Eenzaamheid
De eenzaamheid, de radeloosheid, uitzichtloosheid en pijn van de vluchtelingen die al jaren vastzitten op het Griekse eiland Samos kwam keihard binnen bij Tineke Ceelen, directeur Stichting Vluchteling. Lees haar column.
Misschien is in de tijd dat door de pandemie niet gereisd kon worden, mijn pantser poreus geworden. Zou dat kunnen?
Op de eerste de beste reis die ik, dubbel gevaccineerd en al maakte toen het weer kon, kwam de eenzaamheid, de radeloosheid, uitzichtloosheid en pijn van de vluchtelingen die al jaren vastzitten tussen het ongedierte op het Griekse eiland Samos, keihard binnen. Ineens rook ik niet alleen de smerigheid, ik griezelde er ook van. Ik hoorde niet alleen over de uitzichtloosheid, het benam me ook de adem. En ik werd ook bang, van de agressie van autoriteiten en razende eilandbewoners, van het ratjetoe aan vluchtelingen, echt niet alleen lieve fijne mensen. Maar het ergst was de eenzaamheid. Ik heb me zelden zo alleen gevoeld. Ineens. Terwijl ik helemaal niet op Samos woon, geen vluchteling ben, altijd in een schoon bed slaap en in mijn slaapkamer nog nooit een rat of slang aangetroffen is.
Was het die motoragent, van top tot teen in het zwart gekleed, die dreigend naar ons stond te kijken en driftig begon te bellen? Of was het dat filmpje van al die ratten? Het verhaal van de oude vrouw, alleen, psychisch de weg kwijt, die uit vuilnisbakken at terwijl ordebewakers in Samos-kamp lachend toekeken. Of de trieste geschiedenis van die ene vluchteling die zichzelf ophing maar gered werd door agenten, en daarna in elkaar geslagen.

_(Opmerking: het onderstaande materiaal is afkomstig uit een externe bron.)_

PR #4892, opened 2026-09-13
fix(asyncapi): regenerate the cable schema for the landed fleetchart offsets

mortik:
`api-schema-check` has been red on main since af1a3bd0c ("feat(models): give the landed state its own fleetchart offsets"). That commit added `landed_fleetchart_offset_length` and `landed_fleetchart_offset_beam` to the model cable broadcast but did not regenerate the checked-in document, and the job is exactly `bin/generate-asyncapi` followed by `git diff --exit-code ./asyncapi/**/schema.yaml`.

The diff is the four lines the generator wants:

```yaml
         extendedFleetchartOffsetBeam:
           type: number
+        landedFleetchartOffsetLength:
+          type: number
+        landedFleetchartOffsetBeam:
+          type: number
         height:
           type: number
```

Generated output only — no hand edits. The local run produces the identical blob CI did (`077ffbf..fc3d5ff` in both).

Found while opening #4891, which inherits the red check from its base.

🤖


mortik:
Superseded by #4893, which carries this commit unchanged alongside the e2e fix.

The two had to be combined: this PR's only red check was `e2e-test (2, 2)`, which #4893's commit fixes, and #4893's only red check was `api-schema-check`, which this commit fixes. Split across two branches neither could ever go green, so neither could merge.

Branch left in place; the cherry-pick is byte-identical. 🤖

mortik:
Reopening — the squash merge of #4893 took only its e2e commit, so the schema regeneration never reached main and `api-schema-check` is still red there:

```
$ git show origin/main:asyncapi/cable/v1/schema.yaml | grep landedFleetchartOffset
(no match)
```

My "superseded" note above was wrong. The deadlock that prompted it is gone, though: main now has the e2e fix, and this branch has been updated with it, so this PR should go green on both checks on its own. 🤖

PR #4915, opened 2026-09-14
feat(supporters): link a donation to the account that made it

mortik:
Supporters can now be matched to the account that paid — and the plan for what that unlocks later.

Resolves nothing yet on its own; this is the first slice of [`docs/exec-plans/premium-fleet-features.md`](https://github.com/fleetyards/fleetyards/blob/feat/premium-fleet-features/docs/exec-plans/premium-fleet-features.md) (Phases 1–3), which is deliberately useful whether or not premium features ever ship.

## The problem, measured

`User#supporter?` has existed for a while under a comment reading *"Gate perks on this one"*. Nothing gates on it, and nothing could:

| | |
|---|---|
| Contributions active this month | 3, all Patreon |
| ...with a `user_id` | **0** |
| All contributions ever, with a `user_id` | **0 of 16** |

`SupporterImporter#assign_defaults` sets source, anonymity, recurrence and a start date. It never sets `user_id`, and the admin link field has never been used. So `supporter?` is `false` for every account in production, including the three that pay.

## Three ways in, one resolver

Every funding platform carries the payer's address, so `Supporters::Linker` takes a contribution rather than a platform, and `supporter_contributions.payer_email` is written by all of them — Patreon through its API, Ko-fi through its webhook, PayPal and Buy Me a Coffee through an admin typing it in.

Only **confirmed** accounts match. Neither side is a claim: the platform verified the address for billing and we verified it at confirmation, which is what makes this safe where a user-entered address would not be.

The email is stored rather than resolved-and-discarded, which buys the case that otherwise loses people silently — a donor whose email had no account when they paid is found when they register. The linker is idempotent and re-runs over unlinked rows.

**The claim key** covers the rest: a supporter whose platform email differs from their Fleetyards one. Crockford base32 in an `FY-XXXX-XXXX` shape — no `I`, `L`, `O` or `U`, and decoding folds the characters people substitute anyway, so a key transcribed slightly wrong still resolves.

## Decisions worth reviewing

**There is no key on Patreon, and there cannot be.** Patreon API v2 exposes no patron-written field — `note` is documented as *"The creator's notes on the member"*, and there is no pledge message or survey response on the Member resource. So the key is for the platforms that carry a donor message, and Patreon links by verified email instead. This is why identity splits by platform rather than picking one mechanism.

**A Ko-fi subscription payment is recorded as non-recurring.** Ko-fi notifies on payment and *never* on cancellation, so a `recurring` row would have no event that could ever end it and would grant perks forever. One row per month means `active_in` counts it only in the month it was paid — lapsing is automatic and needs no second signal.

**The linker runs outside the `changed?` guard** in the Patreon importer. A row identical to last week's still wants linking when the person behind it registered since. Asserted directly: `updated: 0, linked: 1`.

**An unverifiable Ko-fi request answers 401, not 400** — including a body that is not JSON. It cannot be verified, and an unauthenticated endpoint gains nothing by telling a caller which half of the request was wrong.

**Anonymity hides a name, not the badge.** The badge asked `public_supporter?`, which required `anonymous: false`, so an anonymous contribution earned perks and no badge. Anonymity decides whether a contribution is *named* on the supporters page — `public_name` already answers that, independently. `public_supporter?` had no other caller and is removed rather than left as a method whose name invites the old rule back. Nobody's visibility changes retroactively: with 0 contributions linked, no account displays a badge today.

## Also here

- **`GET`/`POST /me/supporter/claim-key`** and `/rotate`, shaped like the personal calendar subscription beside it: reading never creates a key, because most accounts never donate.
- **A settings tab** that creates, shows, copies and rotates it, explaining where the key works and where it does not. Rotation is behind a confirmation because it invalidates a key a donor may already have written into a recurring payment. **Ungated** — it appears for every signed-in user on merge.
- **The plan and a research note.** [`docs/findings/selling-software-in-germany.md`](https://github.com/fleetyards/fleetyards/blob/feat/premium-fleet-features/docs/findings/selling-software-in-germany.md) records what selling this eventually requires — VAT, §14 UStG invoices, the consumer-law obligations that carry no revenue threshold, and what a merchant of record does and does not cover. Nothing here builds any of it; the entitlement record is just shaped to accept it later.
- **A locale dedup**, in its own commit: `en`, `zh-CN` and `zh-TW` each declared `addBundledVehicles` and its hint twice, byte-identical. Any JSON load-and-dump drops a copy silently. Noticed in #4912.

## Not in this change

- **Any premium gating.** The entitlement record, enforcement and the four capabilities are Phases 5–7 of the plan.
- **A PayPal or Buy Me a Coffee endpoint.** Hand-entered with the key pasted from the payment note, which is the same resolution path and no new code.
- **Patreon OAuth.** The email match covers Patreon automatically and would do nothing for the other three platforms.

## Testing

| | |
|---|---|
| Ruby | 121 tests, 314 assertions — the key alphabet and its ambiguities, the linker across confirmed/unconfirmed/key-outranks-email/late-signup, the Ko-fi importer over replays, foreign currency, zero amounts and subscription payments, the webhook over bad, missing and unparseable tokens |
| Frontend | 4 new vitest specs; `eslint`, `prettier` and `lint:ts` clean |
| Schema | Regenerates byte-identical; `oasdiff` clean on all three after ignore entries for the admin `kofi` enum widening |

## Two ops steps this cannot do

1. The Patreon access token needs reissuing with **`campaigns.members[email]`** — without it the field is simply absent, which is indistinguishable from "no patron matched". The importer now logs that distinction rather than leaving it to be discovered.
2. A **Ko-fi verification token** in credentials under `kofi.verification_token`. Until it is set the endpoint refuses everything, which is the safe direction.

And the three existing patrons do not need any of it: `Elfwyn` and `RikonGB` match a username exactly and `Christopher Jackson` is a legal name, so they are linked by asking and one admin edit. A name match is deliberately *not* offered as an automatic rule — three people is a conversation, not an algorithm.

🤖

## Summary by CodeRabbit

* **New Features**
  * Added Ko-fi payment support with secure webhook processing and automatic contribution recording.
  * Added supporter claim keys for linking PayPal, Ko-fi, and Buy Me a Coffee payments.
  * Added automatic matching by claim key or confirmed payer email.
  * Added claim-key API access and copy controls in the support modal.
  * Added supporter tiers to public user information.

* **Updates**
  * Patreon imports now use member email addresses for account matching.
  * Anonymous contributions remain included in totals but are excluded from progress lists.
  * Added payer email visibility and expanded translations.


mortik:
All five were valid and all five are fixed in 5df4deb0e. Three of them were the plan promising something the code did not actually do, which is the most useful kind of finding.

**Manual payments remain unlinked** — correct, and worse than described: `payerEmail` also had to be declared on `SupporterContributionInput`, which sets `additionalProperties: false`, so the admin UI could not have sent it even if the controller permitted it. Now permitted, declared on both the input and response components, emitted by the jbuilder, and `Supporters::Linker` runs after a successful create or update. It cannot overwrite an account an admin chose — the linker returns early on a contribution that already has one, and there is a test for exactly that.

**Late signups stay unlinked** — correct. Now an `after_commit` on `User` keyed to `saved_change_to_confirmed_at?`, rather than Devise's `after_confirmation`, so an account confirmed by assignment — an OAuth signup, an admin, a backfill — is covered as well as one that went through `confirm`. Reconfirmation runs it too, which covers somebody moving their account to the address they donate from.

**Former patrons use stale email** — correct on both halves. `end_or_skip` now refreshes `payer_email` from the member before linking, and links after the save rather than before it, matching `upsert`. Two tests: a row with no address picks one up and links, and a row whose patron changed address does not keep the old one.

**Null response violates schema** — correct, and the suggested fix is the house convention (`commodity.rb`, `friendship.rb` and others already use `type: [:string, :null]`). Applied. The generated client now types it `string | null`; the settings page already coalesced with `?? ""`, so no frontend change was needed.

**Concurrent creation invalidates keys** — correct. `ensure_claim_key!` takes a row lock and re-reads inside the transaction.

Worth recording that my first version of the race test was worthless: it passed three times in a row with the lock removed, because each thread called `User.find` *inside* the thread and the second read picked up the first's write, so there was never a race to lose. It now loads both instances before either thread starts, which is what two concurrent requests actually hold. Verified: green with the lock, fails 3/3 without it.

904 tests, all linters clean, `oasdiff` clean on all three schemas.

One thing deliberately left alone: `ensure_calendar_feed_token!` on both `User` and `Fleet` has the identical check-then-write race. Out of scope here, but it is the same bug in the same shape if anyone wants it.

🤖

PR #4917, opened 2026-09-15
feat(patreon): connect a Patreon account to claim its pledges

mortik:
A supporter can connect their Patreon account, and their pledges link to it.

Follow-up to #4915, which left one case unsolved: a patron whose Patreon address is not their Fleetyards address had no self-service path at all. The email match only links those two when they happen to be the same, and the claim key cannot reach us through Patreon — its API exposes no patron-written field, which is why the key exists for Ko-fi, PayPal and Buy Me a Coffee instead.

## The id was already in flight

`Patreon::Client#normalize` resolved the included user record to read its `vanity`, then discarded the `id`. That id is the Patreon **account**, as distinct from `patreon_member_id`, which identifies the *membership* — and it is exactly what an OAuth connection proves ownership of.

It is kept now and stored on the contribution, written by both importer paths. Not unique: one account can hold several memberships over time, and each ended pledge keeps its own row.

## Deliberately not a "my Patreon email" field

The obvious cheaper version is a second address on the account. It is a security hole: an address somebody types is an **assertion**, so anyone could claim a stranger's contribution — and, once premium lands, their entitlement.

What makes the existing email match safe is that neither side is asserted — Patreon verified the address for billing, Fleetyards verified it at confirmation. Signing into Patreon keeps exactly that property. Making a typed address safe would mean a second confirmation flow, which is more work than OAuth for a worse result.

So `Supporters::Linker` gains a third arm, ranked **first**:

| | |
|---|---|
| connected Patreon account | proof of ownership — nobody asserts it |
| claim key | a deliberate act, but can be mistyped into the wrong payment |
| verified email | two verified records, but an address can be shared |

## Linking runs both directions

- **Connect after a sync** — an `after_create_commit` on the connection claims contributions already stored under that account, the way `backfill_discord_member_roles` already does for Discord.
- **Connect first** — the next import links on the way in.

Both have tests, as does the case that must not happen: a connection never takes a contribution somebody already holds.

## No gem, and why

The only published `omniauth-patreon` is **1.0.2, last released in 2018** — predating both OmniAuth 2.x (which this app runs) and Patreon's v2 API. Every other provider here comes from a gem, and this is a deliberate departure from that pattern: an eight-year-old strategy against a v1 API is the worse risk. Patreon's flow is unremarkable OAuth2, so the strategy rides `omniauth-oauth2`, which is already installed and is what the provider gems are built on.

Nothing else needed inventing. Font Awesome already carries `fa-brands fa-patreon`, so the default icon branch covers the button, and `SocialLogins` derives its list from `OauthBtnProvidersEnum` filtered by `oauth-${provider}` — so the enum value plus the flag is the whole frontend change.

## Inert until configured

The devise entry is guarded on both the client id and the secret being present, so this ships dormant. Two ops steps, neither of which a code change can do:

1. Register the redirect URI on the Patreon client — and confirm its **Client API Version is 2**, which is what defines the scope set (there is no scope picker in the portal).
2. `patreon.oauth_client_id` and `patreon.oauth_secret` in the environment credentials. Note these are per-environment files — `config/credentials/production.yml.enc` is read *instead of* the shared one, never merged.

## Testing

| | |
|---|---|
| Ruby | 1661 tests green — 27 Patreon, 13 linker, 8 connection, plus the pre-existing enum-shape assertion updated for `patreon => 6` |
| Frontend | 1527 tests, `eslint`, `prettier` and `lint:ts` clean |
| Schema | regenerates byte-identical; the new flag widens `FeatureFlagName`, which is why the client is regenerated |

🤖

## Summary by CodeRabbit

- **New Features**
  - Added Patreon as a sign-in and account-connection provider.
  - Patreon supporter contributions can now be matched to user accounts using Patreon account IDs.
  - Matching occurs automatically when a Patreon account is connected, with fallback matching options retained.
  - Added a feature flag for Patreon connections and contribution matching.
  - Prevented duplicate Patreon account identities from being connected.

- **Localization**
  - Added Patreon connection, disconnection, and provider labels across supported languages.


mortik:
Both looked at. One taken, one declined with a reason.

**Clear the Patreon identity when the relationship is absent** — taken, in 80c8e7db3. Assigned unconditionally at both sites now.

Worth spelling out why this one is different from the `payer_email` guard sitting next to it, since they look like the same line: the address only helps *find* an account, but `patreon_user_id` decides who may **claim** the contribution by connecting. Holding an identity the current sync does not confirm is worse than holding none, and the two failure modes are not symmetric — a transient omission now costs a sync's worth of connect-claiming and repairs itself on the next run, while a stale id could hand the pledge to the wrong account outright. Test added for the clearing case.

**Keep Patreon unavailable until credentials are configured** — declined, because it is not this PR's behaviour. `oauth-bluesky` already ships exactly this way:

```ruby
if bluesky_private_key.present? && bluesky_jwk.present?
  config.omniauth :atproto, ...
end
```

…with `oauth-bluesky` declared `permanent: true` in the registry, toggleable from the admin UI, and the button rendered off the flag alone. Enabling it without credentials produces the same unregistered-strategy failure the finding describes. So the gap is real but pre-existing and repo-wide, and gating only Patreon would leave the two providers behaving differently for no reason a reader could infer.

The proper fix is to report provider availability — credentials configured *and* strategy registered — rather than inferring it from a flag, and to have `SocialLogins` filter on that for all seven. That is a change to shared OAuth plumbing with its own tests, and it belongs on its own rather than riding a Patreon PR.

Mitigation in the meantime is that the only person who can enable the flag is the same person who configures the credentials, and the failure is immediate and visible rather than silent.

🤖

PR #4929, opened 2026-09-15
fix(logistics): an image with no sized variants is still the picture

mortik:
Follow-up to #4921, which merged a few minutes before this landed. Greptile raised it on that PR and it is worth fixing rather than carrying.

## The bug

`api/v1/shared/_file` emits `smallUrl` / `mediumUrl` / `largeUrl` / `xlargeUrl` only when the attachment is representable, or when it is a vector (where all four are the same file). Anything else is serialized with its original `url` and nothing more.

Both readers of that payload asked for a variant and treated its absence as "no image":

| | asked for | result when only `url` exists |
| --- | --- | --- |
| `useInventoryImage` | `mediumUrl` | panel draws a placeholder |
| both inventory edit modals | `smallUrl` | field shows the fallback preview |

So an upload that succeeded, and that the API was serving, was drawn over with placeholder art in both places.

## The fix

The panel falls through `mediumUrl → url` before reaching for a preset, and a ship's artwork resolves the same way — a hold is still shown as its ship when the ship's picture has no variants either.

The edit field has three cases rather than two, which is what made this easy to get wrong:

```
sized attachment  -> nothing passed; FormFileInput draws it from smallUrl
original only     -> pass the original, because the field cannot find it
nothing attached  -> pass whatever the panel would fall back to
```

`InventoryPanelRecord["image"]` now types `url` alongside the variants, since it is the only one guaranteed to be there.

## Verification

1590 frontend tests — three new, covering an original-only inventory image, an original-only ship image, and a sized variant still winning over the original. `lint:ts`, eslint and prettier clean.

🤖

## Summary by CodeRabbit

- **Bug Fixes**
  - Inventory and vehicle images now display correctly when only an original image is available.
  - Sized image variants are prioritized when available, preventing unnecessary fallback imagery.
  - Inventory creation forms no longer show fallback previews when no image is attached.
  - Image previews now behave consistently across fleet and hangar logistics views.

- **Tests**
  - Added coverage for original-only images, sized-image prioritization, missing images, and inventory creation previews.


mortik:
Both reviews landed on the same gap, and it was the right one: the composable was tested and the modals were not, while the branch this PR fixes lives in the modals. Each of them independently decides between a sized attachment, an original with no variants, and no attachment at all — so every one of those could regress with the composable tests still green.

One spec per modal now, one test per case, plus the create path that has no inventory to stand in for. The sized-attachment test also asserts the file reaches the field, so "no preview" means "the field draws it" rather than "nothing is shown".

`inventoryDefaultImage` is a function declaration now, per `.cursor/rules/frontend.mdc:75`. And the comment the three-case block replaced was still sitting above it saying there were two; that is gone.

🤖

PR #4930, opened 2026-09-15
feat(forms): the shipped art is picked inside the upload field

mortik:
> Stacked on #4926 — review that first; this PR's base is `feat/draft-missions-create-then-edit`.

## Why

A preset was offered in a grid **above** the field it was a value for, and a picked one was then drawn nowhere: the control underneath stayed an empty dropzone. So the form showed everything except the picture the record was about to carry, and the only place the choice became visible was after saving.

The preset is the picture now, and it is shown where the picture goes.

| | before | after |
| --- | --- | --- |
| where the art is offered | a grid beside the field | a modal the field opens |
| where a picked preset is drawn | nowhere | in the field, like an upload |
| what is offered | the record's own type only | everything, opened on its type |
| upload + preset together | the form coerced one away, per form | the field keeps them exclusive, both ways |

## Choosing freely is the point

The chips narrow the grid; they never restrict the choice. A salvage run at a mining site wants the mining picture, and there was no way to say so before.

That cost `FleetContract` half a rule. It used to re-default **any** preset naming a kind the contract no longer was, on the grounds that the form could not have offered that art deliberately — it can now. Only the old kind's own default is replaced, which is the case the rule was actually written for; anything else is a picture somebody picked, and rewriting it would discard a choice silently. Two tests changed to say so, one is new.

## Inventories

They gain `image_preset` on both sides (`inventories`, `fleet_inventories`) and open the same picker. **Undivided on purpose** — an inventory is a place, not a kind of job, so there is nothing to narrow by and every picture is offered at once.

Two holds never take one: a hold that carries an upload shows the upload, and **a ship's hold shows its ship** — which is why a ship's hold is not editable and offers no picture to pick in the first place (`:editable="!record.vehicle"`, already the case).

`app/frontend/images/inventories/` still holds only the two placeholders plus the backdrops the app lends it. Dropping art in there is still the whole of adding a picture — the README says so, and no code changes when you do.

## One catalogue, not four

Three folders of shipped art carried three copies of the same glob, the same format-priority table and the same "`mining_alt1` belongs to `mining`" rule. A fourth caller was about to make it four. `usePresetImages` owns that; the cover composables keep only what is theirs (resolution order, the fleet's own contract covers, the mission art a kind borrows). Net −270 lines across the three.

## Two details worth a look

**`presetSrc` never outranks the attachment.** Every reader of these records prefers the upload, so a preset drawn over one would show a picture that appears nowhere else. It does outrank `previewSrc`, which is a stand-in rather than a choice.

**The picker brings its own overlay**, teleported to the body on AppConfirm's layer rather than going through `AppModal`. The app has one modal, and this control sits inside one in both logistics forms — going through it would have replaced the form being filled in. Escape is taken at the capture phase and stopped there so the surface underneath does not close as well.

**Clearing works from the field.** The clear button only appeared for a file, so a field showing a preset had no way back to no picture except through the picker. It appears for either now, and clears both — the button means "no picture".

**The picker button is always visible**, unlike the clear button beside it. An offer that only appears under the pointer is one nobody on a touch screen is ever made. Opposite corner from clear, too: the two are not a pair.

## One thing that is not mine

`ruby-tests` failed on the parent branch and on this one with the same seven failures: `ValidationError.new("missions.publish", …)` has no translation in any locale, so a refused publish rendered `translation missing: en.validation_error.missions.publish` into the payload. It belongs to #4926, which added the endpoint — but that branch is checked out in another worktree, and the whole stack stays red until somebody writes the seven lines. They are here. If the parent adds them too, the two copies are identical.

## Verification

1619 frontend tests (33 new, across the catalogue, the modal and the field), 256 inventory/contract Ruby tests, `lint:ts`, eslint, prettier, standardrb, knip clean. Schema regenerated — 28 lines, all `imagePreset`; `swagger/admin/v1` untouched. `oasdiff` against the parent branch reports no breaking changes. Migration produces a 4-line `db/schema.rb` diff. New states added to `/visual-tests/forms` for both halves of the field.

🤖

## Summary by CodeRabbit

- **New Features**
  - Added image preset selection for inventory, mission, and contract images.
  - Added searchable, filterable preset picker with selection, removal, keyboard, and accessibility support.
  - Inventory image presets can now be saved, cleared, and returned through the API.
  - Added localized preset controls and labels across supported languages.

- **Bug Fixes**
  - Preserved custom artwork when changing contract types.
  - Improved image fallback behavior and retained uploaded images appropriately.
  - Refined edit-page tab recognition and titles.


mortik:
@greptile-apps review

mortik:
Fixed, and the finding was right: declaring `aria-modal` is a promise that everything behind the dialog is inert, and the keyboard was not keeping it — the form underneath stayed tabbable, focusable and invisible.

Three parts, in `c465049fd`:

- **In.** Focus lands on the dialog element itself on open, not on the first tile. It carries the `aria-label`, so a screen reader says what this is before reading out a grid of pictures; `tabindex="-1"` lets it hold focus without joining the tab order. `role`/`aria-modal` moved from the scrim onto the panel while I was there — the dialog is the panel, not the backdrop behind it.
- **Contained.** Tab wraps at both ends, and is pulled back to the first control if focus is ever found outside the dialog. Handled in the same capture-phase listener that already owns Escape.
- **Back.** The field restores focus to the button that opened the picker, because the field owns that button. Without it, closing drops a keyboard onto `<body>` — the top of the page.

Four tests on the trap and one on the restore. The restore test needed `mountWithDefaults` to gain an `attachTo` option: `focus()` does nothing for an element that is not in the document, so a focus assertion without it sees `<body>` and passes or fails for the wrong reason.

Also rebased onto `main` now that #4926 has merged, and absorbed #4931. That one added a `detachedForPreset` flag to tell the form's own detach from the author's clear — there is nothing to tell apart here. Removing a preset restores nothing, so there is only ever one `null` and it always means what the field is showing: no picture. Both of #4931's tests are kept and pass against the simpler model.

🤖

Ik denk het niet eigenlijk. Het was iets veel simpelers. Het was een jonge jongen die stomverbaasd om zich heen keek toen ik informeerde of hij goed geslapen had die nacht. Was dat echt een vraag voor hem?
Nooit, vertelde hij, vroeg iemand hoe het met hem ging, laat staan dat iemand goedemorgen tegen hem zei.